RACGP registrars demand apology, compensation

5 minute read

Lawyers for a group of affected trainees say they have ‘a strong case’ against the college over the exam failures.

Lawyers for registrars let down by the RACGP remote fellowship exam process have written to the college demanding a full apology and financial compensation in addition to fee reimbursement.

The letter from Gardner Legal and Regulatory says the clients – a group of affected registrars represented by Australian Health Practitioners Advisory Solutions (AHPAS), which hired the lawyers – do not want to bring legal proceedings, but are prepared to do so.

“Like any sensible litigant, they would greatly prefer to work with the RACGP than oppose it in a Court,” the 27 October letter says.

“However, our clients consider they have a strong case against the RACGP with respect to the loss it has caused them. If the RACGP is not willing to attempt to negotiate and resolve the matter, we expect to receive instructions to bring proceedings against the RACGP in respect of the above without further delay.”

The letter to RACGP CEO Dr Matthew Miles is from the firm’s director David Gardner, who represented Dr Anchita Karmakar in her case against the Professional Services Review. Dr Karmakar, whose Federal Court hearing has been delayed by COVID-19, is now CEO of AHPAS, an advocacy and educational network.

Dr Miles told TMR: “The RACGP has received a letter from Gardner Legal & Regulatory, which acts for a group of GP registrars concerning the failure to deliver the recent KFP and AKT. We have acknowledged receipt of the letter and intend to provide a more detailed response. The letter has also been provided to our insurer, Zurich.

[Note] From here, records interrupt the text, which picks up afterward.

PR #3359, opened 2019-05-13
[ZEPPELIN-4131] Add %sh.terminal interpreter

liuxunorg:
### What is this PR for?
Realize the same function as the terminal, The shell-by-command can be executed by the shell interpreter.

《Refactoring zeppelin shell interpreter Design Document》 : https://docs.google.com/document/d/1-XUkXY06cMtEUBxVHVyqQPkyCkv2BjYhAQj-W1CBxNI/edit

### What type of PR is it?
[Improvement]

### What is the Jira issue?
* https://issues.apache.org/jira/browse/ZEPPELIN-4131

* [CI Pass](https://travis-ci.org/liuxunorg/zeppelin/builds/531594343)

shell-pr

### Questions:
* Does this needs documentation? YES


liuxunorg:
@zjffdu , @felixcheung , Please help me review code. Thanks! :-)

zjffdu:
@liuxunorg Is it possible to download hterm_all.js at building time instead of put into repo ? And could you write a simple design doc for it since it is a redesign of shell interpreter.

liuxunorg:
@zjffdu , 《Refactoring zeppelin shell interpreter Design Document》 : https://docs.google.com/document/d/1-XUkXY06cMtEUBxVHVyqQPkyCkv2BjYhAQj-W1CBxNI/edit

liuxunorg:
@zjffdu , `hterm_all.js` is exported via the chromium libapps project. `hterm_all.js` relies on several submodules in chromium libapps. `hterm_all.js` cannot be downloaded directly.
Therefore, Need to perform the following operations in the official documentation to generate `hterm_all.js`.

## Get the code

The “libapps” git repository contains hterm and its dependencies. Clone this repo into a parent directory of your choice. In this example we'll create `~/src/libapps/`:

```
$ mkdir ~/src
$ cd ~/src
$ git clone https://chromium.googlesource.com/apps/libapps
```

## Build hterm

The build process bundles some resources as JavaScript source and concatenates the JavaScript into a single file (`hterm_all.js`).

```
$ cd ~/src/libapps
$ ./hterm/bin/mkdist.sh
```

The files are all written to `./hterm/dist/js/`. Copy the `hterm_all.js` file into your project.

shell/src/main/resources/ui_templates/terminal-dashboard.jinja
```diff
@@ -0,0 +1,40 @@
...
+# distributed under the License is distributed on an "AS IS" BASIS,
+# WITHOUT WARRANTIES OR CONDITIONS OF ANY KIND, either express or implied.
+# See the License for the specific language governing permissions and
+# limitations under the License.
+-#}
+<div class="row" style="width:100%">
+  <div class="col-md-12" ng-switch="TERMINAL_SOCKET_STATUS">
+    <b>Terminal - {{ HOST_NAME }} ({{ HOST_IP }})</b>
+    <b style="color: #999; margin-left:10px;">STATUS: </b>
+    <i ng-switch-when="TERMINAL_SOCKET_CONNECT" ng-style="{'color':'green'}">CONNECT</i>
```
Tagar: CONNECTED?

shell/src/main/resources/ui_templates/terminal-dashboard.jinja
```diff
@@ -0,0 +1,40 @@
...
+    <i ng-switch-when="TERMINAL_SOCKET_CLOSE" ng-style="{'color':'red'}">DISCONNECT</i>
```
Tagar: disconnectED

Tagar:
Very cool.
Perhaps this should be a new interpreter called Terminal? 
And leave Shell interpreter as is?

shell/src/main/resources/ui_templates/terminal-dashboard.jinja
liuxunorg: Ok, I am correcting it.

shell/src/main/resources/ui_templates/terminal-dashboard.jinja
liuxunorg: Ok, I am correcting it.

liuxunorg:
@Tagar This is a good question, @zjffdu  Is there any special use of the shell interpreter that needs to be retained?

Leemoonsoo:
I can think a use case, such as

```
%sh
# download some data
curl -O http://....

# extract
tar -xzf ....
```

```
%python

# load downloaded data
df = pd.read_csv("...")
...
```

This case, %sh interpreter may better have a script to run, rather than expecting interactive user input.
Is this new %sh interpreter implementation capable of doing this as well?

FireArrow:
We are using %sh pretty much exactly like @Leemoonsoo described it above. I think this is a really cool feature, but I don't think it should replace the %sh magic, but rather get its own, new, magic (as @Tagar suggested above). `%terminal` or `%shell` perhaps?

liuxunorg:
# The function is exactly the same as the terminal emulator
## curl + tar ScreenRecord
shell-curl-tar

## python + gcc ScreenRecord
shell-python-gcc

## call script ScreenRecord
shll-script

Tagar:
As part of Zeppelin notes we have static %sh paragraphs (non-interactive) with 
or without variable embeddings (variable interpolations ) like described in 
https://zeppelin.apache.org/docs/0.8.1/interpreter/shell.html#object-interpolation 

Would this new implementation keep that possible? (without typing in a command each time)

I totally agree it's a very cool feature, but we may need to preserve old good `%sh` interpreter
if this new approach takes some of its functionality away. 

Thoughts?

Thank you @liuxunorg

liuxunorg:
@Tagar , this new shell interpreter support `Kerberos auto refresh`, but not support `interpolations`.

I think either use this new interpreter with the `%sh.terminal` keyword? What do you think?

zjffdu:
@liuxunorg Based on the above comments, I think we should keep the old shell interpreter as the batch mode and the new shell interpreter as interactive mode.  Personally I prefer to keep them in one interpreter group so that they can be launched in one JVM and collaborate with each other.

Regarding the `interpolations`, it should already support, as it inherits `AbstractInterpreter` which support `interpolations`.

liuxunorg:
[CI pass](https://travis-ci.org/liuxunorg/zeppelin/builds/535725474)  
The changes have been completed in accordance with the https://github.com/apache/zeppelin/pull/3359#issuecomment-492935457.

@zjffdu , Please review the code, Thanks!

sh-terminal

FireArrow:
Nice!
One thought: Is the "any chars" needed for some common guard against running empty paragraphs, or could any chars actually be no chars?
I feel it is a bit confusing for end users to have to provide some text that doesn't matter just to start the interpreter.

liuxunorg:
@FireArrow , Yes, Because the paragraph limits the input you must perform.
So `%sh.terminal` needs to enter a few char to execute.

I also considered this question:
1. Is it necessary to control whether a paragraph must have input to execute?
2. If there is input, it can only be in the interpreter's configuration file.
Add a configuration item that the specified interpreter can execute without entering characters.

Which way is better? I can open another issue to add this feature.

liuxunorg:
#### `%sh.terminal` runs directly, No need to enter any extraneous characters. 
[CI Pass](https://travis-ci.org/liuxunorg/zeppelin/builds/538090348)

terminal

liuxunorg:

shell/pom.xml
```diff
@@ -38,22 +38,79 @@
     <!--library versions -->
     <commons.lang3.version>3.4</commons.lang3.version>
     <commons.exec.version>1.3</commons.exec.version>
-    <interpreter.name>sh</interpreter.name>
+    <pty4j.version>0.9.3</pty4j.version>
+    <jinjava.version>2.4.0</jinjava.version>
+    <guava.version>20.0</guava.version>
   </properties>
 
+  <!-- pty4j library not in travis central (http://repo.maven.apache.org/maven2) -->
```
zjffdu: It is not travis central, it is maven central repository

shell/src/main/java/org/apache/zeppelin/shell/TerminalInterpreter.java
```diff
@@ -0,0 +1,221 @@
...
+      try {
+        terminalPort = RemoteInterpreterUtils.findRandomAvailablePortOnAllLocalInterfaces();
+        terminalThread = new TerminalThread(terminalPort);
+        terminalThread.start();
+      } catch (IOException e) {
+        LOGGER.error(e.getMessage(), e);
+        return new InterpreterResult(Code.ERROR, e.getMessage());
+      }
+
+      for (int i = 0; i < 5 && !terminalThread.isRunning(); i++) {
```
zjffdu: What happens if it is still not running after 5 loops ? We should consider to add timeout mechanism here and allow the timeout threshold configurable.

liuxunorg: Ok, I am adding a timeout error log.
But I want to change 5 to 10, wait a total of 5 seconds, it should be enough. Zeppelin has a lot of configuration items. right?

shell/pom.xml
liuxunorg: Ok, I am going to modify the text description.

liuxunorg:
@felixcheung , Can you tell me how to solve these problems?
> 1. for all dependencies changes, they should listed/updated in LICENSE file

I do not quite understand, Can you tell me how to amend it?

> 2. we can't include .so or any binary files in source repo. This is against release policy in ASF.

I will deal with this problem.

> 3. certain file seems like in category X (eg. GPL) that we, as a policy in ASF, cannot release https://apache.org/legal/resolved.html#category-x

I do not quite understand, Can you tell me how to amend it?

felixcheung:
1. for the new dependencies, in the pom file https://github.com/apache/zeppelin/pull/3359/files#diff-ba629e2dbade35aef7a022f6bc745bc1 check their license (see the source repo) against  https://apache.org/legal/resolved.html#category-x

2. .so, .exe, .dll etc cannot be in the git source repo...

3. I think this was largely the binaries

Tagar:
@felixcheung 

`libpty` is distributed under EPL license 
https://github.com/JetBrains/pty4j#license

It falls into "WEAK COPYLEFT" LICENSES according to the link you posted above
https://apache.org/legal/resolved.html#weak-copyleft-licenses 

So it's a `Category B` open-source software 
https://apache.org/legal/resolved.html#category-b

And according to the same ASF link it has to be included in binary and not source code form -
```
Unless otherwise specified, all Category B licensed works should be included 
in binary-only form in Apache Software Foundation 
convenience binaries (and not source code).
```

zjffdu:
Thanks for the info. @Tagar 
I think we could include the binary distribution of `libpty` as long as meet the `APPROPRIATELY LABELLED CONDITION` by declaring it clearly in `README` file.

liuxunorg:
I add License description & add download-libpyt shell script, [CI Pass](https://travis-ci.org/liuxunorg/zeppelin/builds/541561476)

Please help me review, Thank you!

liuxunorg:

felixcheung:
To be clear the ASF page clearly states:

BINARY-ONLY INCLUSION CONDITION
Unless otherwise specified, all Category B licensed works should be included in binary-only form in Apache Software Foundation convenience binaries (and not source code).

This means we should not have cat B binaries in git repo which is the source code.

We need to find another way to package them into binary release without having them in source release (or source code/ source repo)

https://apache.org/legal/resolved.html#binary-only-inclusion-condition


liuxunorg:
@felixcheung , thanks for your reminder. :-)
If remove the binary from the source, When zeppelin was released, by downloading the binary to the zeppelin package, Does this meet the requirements?

If this is possible, I will open a new ticket, the follow-up to complete the job.

felixcheung:
if they are cat b, it's ok in the build process they are downloaded and packaged into the -bin binary package

please check the license for these dependencies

“I acknowledge how frustrating the experience has been for candidates, their families and those who have supported their exam preparation.”

Over six pages, Mr Gardner sets out the “significant harm” caused to the registrars who were due to sit the remote KFP and AKT exams on 9-10 October that had to be cancelled after the failure of the online platform.

“Having deliberately placed itself in the position of gatekeeper of the specialty,” Mr Gardner writes, “the RACGP owes a duty to those who are training to become general practitioners under its programs to ensure that it delivers the pathways to Fellowship that it promises.”

Many of the candidates had tenuous employment arrangements or had visas dependent on their achieving fellowship. Many had taken significant time off from both work and family life to study.

Stressful experiences on the day included being informed by proctors that the issues were their own fault; being updated by the college by text message when use of phones risked failing the exams; proctors appearing to respond from a script with no apparent comprehension of the situation; and proctors being rude or failing to communicate at all.

The RACGP had pushed ahead, the letter says, despite trial exams in which not only did the online system not work as it should, but the online proctors “communicated poorly and did not appear to understand English”.

The letter also outlines the trainees’ data security concerns, given they had to have their photos taken and share their photo IDs, names, dates of birth and addresses with people overseas – thought to be in The Philippines and India but this has never been confirmed.

“Given the entirely unsatisfactory way in which the foreign service provider operated, our clients also have grave concerns with respect to their personal information,” Mr Gardner writes.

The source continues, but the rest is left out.